• **What the task asks**: Using the listing that follows, filter out every line lacking the string "uploading" and return the rest.

(Material for this exercise begins)

PR #1836, opened 2025-07-22
Allow recording and saving audio

hahn-kev:
> [!IMPORTANT]
> recording/uploading audio is still hidden behind the dev flag until we handle file conversion.

Implements:

- saving audio files for FwData projects to disk
- saving audio locally for Harmony projects
- uploading audio for Harmony projects, either during save (when online) or during sync. 
- gql query to list media files in lexbox, used for testing only for now
- fix issues with JS Interop, should now be able to pass js objects as a ref to .net and dotnet can call methods on them


backend/FwLite/LcmCrdt/MediaServer/LcmMediaService.cs
```diff
@@ -93,8 +104,45 @@ async Task<DownloadResult> IRemoteResourceService.DownloadResource(string remote
...
+        return new UploadResult(resourceId.ToString("N"));
+    }
+
+    public async Task<HarmonyResource> SaveFile(Stream stream, LcmFileMetadata metadata)
+    {
+        var projectResourceCachePath = ProjectResourceCachePath;
+        Directory.CreateDirectory(projectResourceCachePath);
+        var localPath = Path.Combine(projectResourceCachePath, metadata.Filename);
+        //must scope just to the copy, otherwise we can't upload the file to the server
+        await using (var localFile = File.OpenWrite(localPath))
```
rmunn, line 126: OpenWrite doesn't truncate existing files, so if the file already existed as a 200k file and you write a 150k file to the same path, it will be 200k consisting of 150k of the newly-written file, and 50k of the original data. This is almost guaranteed to produce a corrupt, unreadable file. CodeRabbit suggests `File.Create`, which according to the MSDN docs will truncate an existing file to 0 bytes before writing to it. So I believe that's correct.

backend/FwLite/LcmCrdt/MediaServer/LcmMediaService.cs
```diff
@@ -93,8 +104,45 @@ async Task<DownloadResult> IRemoteResourceService.DownloadResource(string remote
...
+        IRemoteResourceService? remoteResourceService = null;
+        if (await httpClientProvider.ConnectionStatus() == ConnectionStatus.Online) remoteResourceService = this;
+        var resource = await resourceService.AddLocalResource(
+            localPath,
+            currentProjectService.ProjectData.ClientId,
+            resourceService: remoteResourceService
+        );
+
+        return resource;
+    }
```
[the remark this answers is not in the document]
rmunn: The concern about `File.OpenWrite` is definitely warranted. The other suggestions (deleting local file if AddLocalResource fails) are debatable, but we definitely don't want to use OpenWrite here, otherwise re-uploads of existing files will corrupt data if the re-uploaded file is smaller than the original.

frontend/schema.graphql
```diff
@@ -179,6 +179,17 @@ type FLExWsId {
...
+type FileMetadata {
+  sha256Hash: String
+  sizeInBytes: Int
+  fileFormat: String
+  mimeType: String
+  author: String
+  uploadDate: DateTime
+  license: MediaFileLicense
+  extraFields: [KeyValuePairOfStringAndObject!]!
+}
```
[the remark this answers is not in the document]
rmunn: Need to double-check whether this suggestion about `extraFields` is correct.

frontend/viewer/src/lib/components/audio/AudioDialog.svelte
```diff
@@ -80,11 +100,38 @@
...
+        case 'audio/wave':
+        case 'audio/x-wav':
+          return 'wav';
+        case 'audio/ogg':
+          return 'ogg';
+        case 'audio/webm':
+          return 'webm';
+        case 'audio/aac':
+          return 'aac';
+        case 'audio/m4a':
```
rmunn, line 126: I've also come across `audio/mp4`... as well as `application/mp4` which we might need to watch out for.

frontend/viewer/src/lib/components/audio/AudioDialog.svelte
```diff
@@ -9,18 +9,23 @@
...
   let open = $state(false);
   useBackHandler({addToStack: () => open, onBack: () => open = false, key: 'audio-dialog'});
   const dialogsService = useDialogsService();
   dialogsService.invokeAudioDialog = getAudio;
+  const lexboxApi = useLexboxApi();
 
   let submitting = $state(false);
   let selectedFile = $state<File>();
   let audio = $state<Blob>();
+  const tooBig = $derived((audio?.size ?? 0) > 10 * 1034 * 1024);
```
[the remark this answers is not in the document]
rmunn: I also wonder if we can put the 10-megabyte constant somewhere that will be ported to JS via Reinforced.Typings, so that if we change that in the future the change will automatically be applied to both C# and JS code.

frontend/viewer/src/lib/components/field-editors/audio-input.svelte
```diff
@@ -19,7 +19,9 @@
 
     get duration() {
       this.#durationSub();
-      return this.audio.duration;
+      let duration = this.audio.duration;
+      if (duration === Infinity) duration = NaN;
```
rmunn, line 23: What code can handle `NaN` values but not `Infinity`? What problem is this line aimed at solving?

rmunn (changes requested):
A few changes needed here. Some were caught by CodeRabbit, but it missed the `Path.Combine` usage that should have been `Path.Join` since that wasn't among the changed lines of this PR. But the two that it caught (1034 typo that should have been 1024, and File.Overwrite that should have been File.Create) are both real issues. I would have caught the File.Overwrite issue myself but I might have missed the 1034 typo.

backend/FwLite/FwDataMiniLcmBridge/Api/FwDataMiniLcmApi.cs
```diff
@@ -818,7 +818,7 @@ public IAsyncEnumerable<Entry> SearchEntries(string query, QueryOptions? options
     {
         if (string.IsNullOrEmpty(query)) return null;
         return entry => entry.CitationForm.SearchValue(query) ||
-                        entry.LexemeFormOA.Form.SearchValue(query) ||
+                        entry.LexemeFormOA?.Form.SearchValue(query) == true ||
```
rmunn, line 821: `!!` is better than `== true` if there's any chance that SearchValue might ever return a string or other truthy but non-Boolean value.

backend/FwLite/FwLiteShared/TypeGen/ReinforcedFwLiteTypingConfig.cs
```diff
@@ -53,6 +55,7 @@ public static void Configure(ConfigurationBuilder builder)
             exportBuilder => exportBuilder.WithName("DotNet.DotNetObject").Imports([
                 new() { From = "@microsoft/dotnet-js-interop", Target = "type {DotNet}" }
             ]));
+        builder.Substitute(typeof(IJSStreamReference), new RtSimpleTypeName("Blob | ArrayBuffer | Uint8Array"));
```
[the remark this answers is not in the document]
hahn-kev: That's a really good point. For now we're only dealing with audio, and once we implement the FFMPEG WASM support then this will all be handled client side as we will just convert the file into the type we want.

frontend/viewer/src/lib/components/audio/AudioDialog.svelte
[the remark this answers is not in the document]
hahn-kev: Great idea Robin, I've created #1839 to track that idea

frontend/viewer/src/lib/components/audio/AudioDialog.svelte
hahn-kev: this is really only temporary as we'll be converting all files to a well know type once we get FFMPEG in place.

frontend/viewer/src/lib/components/field-editors/audio-input.svelte
hahn-kev: The bits UI slider uses max to create an array of values, for nan it creates none. It fails to create an infinite array. Reported here: https://github.com/huntabyte/bits-ui/issues/1663 and I added a code comment linking the issue

hahn-kev:
@rmunn I've handled all your suggestions. For the Path join stuff I actually refactored the `IMediaAdapter` to work with full paths instead of relative, this should resolve most of those issues. I also wrote some generic tests for `IMiniLcmApi.GetFileStream` and `SaveFile` which I'm running against both FwData and Harmony. Would you review again?

hahn-kev:
@coderabbitai review

PR #1841, opened 2025-07-24
Show advanced field filter

hahn-kev:
This lets users be more specific about their filters. 

Here's the UI:
image

on narrow lists:
image

clicking the filter by icon shows labels:
image

you can even filter for multiple or all writing systems
image


frontend/viewer/src/project/browse/SearchFilter.svelte
```diff
@@ -78,6 +125,30 @@
...
+        <Input
+          bind:value={fieldFilterValue}
+          placeholder={$t`Filter for`}
+          class="flex-1"
+        />
+      </div>
+    </div>
     <Switch bind:checked={missingExamples} label={$t`Missing Examples`} />
     <Switch bind:checked={missingSenses} label={$t`Missing Senses`} />
     <Switch bind:checked={missingPartOfSpeech} label={$t`Missing Part of Speech`} />
```
rmunn, line 154: Minor UX issue: I opened the writing systems Select and selected some wses, then clicked outside the dropdown to close it. I chose an area of the dialog that was blank, but in fact my click landed in the `<div>` of one of these Switch components and it was turned on. Not a big deal, I could turn it off, but it might be nice if the clickable area of the Switch components was not their entire div (which extends all the way to the edge of the dialog) but only the portions that contain the switch icon and text.

rmunn (approved):
Apart from the one bug I found related to the WS selection not being cleared when switching from analysis (Gloss) to vernacular (Lexeme/Citation), and presumably vice-versa though I didn't test that, this LGTM. There's also a minor UX issue detailed below.

Approving so you don't need to request a re-review once that bug is fixed. The UX issue is really minor, and if it would be difficult to fix can easily wait until a later date, but if it's easy then the fix might as well go in now.

frontend/viewer/src/project/browse/SearchFilter.svelte
hahn-kev: Yeah that sounds like something to fix later, I don't really like those filters anyway so they'll probably go away at some point, or maybe turn into a dropdown as turning them all on doesn't make much sense

hahn-kev:
Yeah that's fair, this is the contains icon in the Google icon set, so I'm hoping they did a lot of research about what the right icon should be.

(Material for this exercise ends)

• **Task result**:
> recording/uploading audio is still hidden behind the dev flag until we handle file conversion.
- uploading audio for Harmony projects, either during save (when online) or during sync. 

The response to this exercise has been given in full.